[Stored data entries]

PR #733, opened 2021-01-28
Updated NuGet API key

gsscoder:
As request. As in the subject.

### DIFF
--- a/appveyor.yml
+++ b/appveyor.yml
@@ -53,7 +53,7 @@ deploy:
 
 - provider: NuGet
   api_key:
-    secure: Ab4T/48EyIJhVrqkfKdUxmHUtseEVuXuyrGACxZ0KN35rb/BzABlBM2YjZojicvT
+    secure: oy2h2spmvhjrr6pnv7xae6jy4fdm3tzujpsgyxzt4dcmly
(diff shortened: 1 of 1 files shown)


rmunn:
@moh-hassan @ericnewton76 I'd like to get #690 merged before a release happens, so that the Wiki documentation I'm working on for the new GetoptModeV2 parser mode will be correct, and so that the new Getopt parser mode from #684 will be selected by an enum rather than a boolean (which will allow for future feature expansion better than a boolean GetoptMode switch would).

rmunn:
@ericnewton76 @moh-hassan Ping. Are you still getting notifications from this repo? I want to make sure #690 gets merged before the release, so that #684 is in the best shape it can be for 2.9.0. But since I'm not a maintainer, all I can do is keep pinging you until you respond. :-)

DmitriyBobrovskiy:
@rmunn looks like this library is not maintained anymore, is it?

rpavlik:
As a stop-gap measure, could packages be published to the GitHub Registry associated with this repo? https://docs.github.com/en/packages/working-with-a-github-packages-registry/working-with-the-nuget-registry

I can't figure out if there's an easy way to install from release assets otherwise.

---

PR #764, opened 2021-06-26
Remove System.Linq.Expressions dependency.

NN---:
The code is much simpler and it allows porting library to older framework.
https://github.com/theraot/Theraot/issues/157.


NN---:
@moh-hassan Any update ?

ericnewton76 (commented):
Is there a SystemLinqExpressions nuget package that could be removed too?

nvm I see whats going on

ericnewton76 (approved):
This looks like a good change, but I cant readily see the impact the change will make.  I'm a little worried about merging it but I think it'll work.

*Task:*
Which lines of the data contain "repo"? Copy them all.

*Exercise response:*
@ericnewton76 @moh-hassan Ping. Are you still getting notifications from this repo? I want to make sure #690 gets merged before the release, so that #684 is in the best shape it can be for 2.9.0. But since I'm not a maintainer, all I can do is keep pinging you until you respond. :-)
As a stop-gap measure, could packages be published to the GitHub Registry associated with this repo? https://docs.github.com/en/packages/working-with-a-github-packages-registry/working-with-the-nuget-registry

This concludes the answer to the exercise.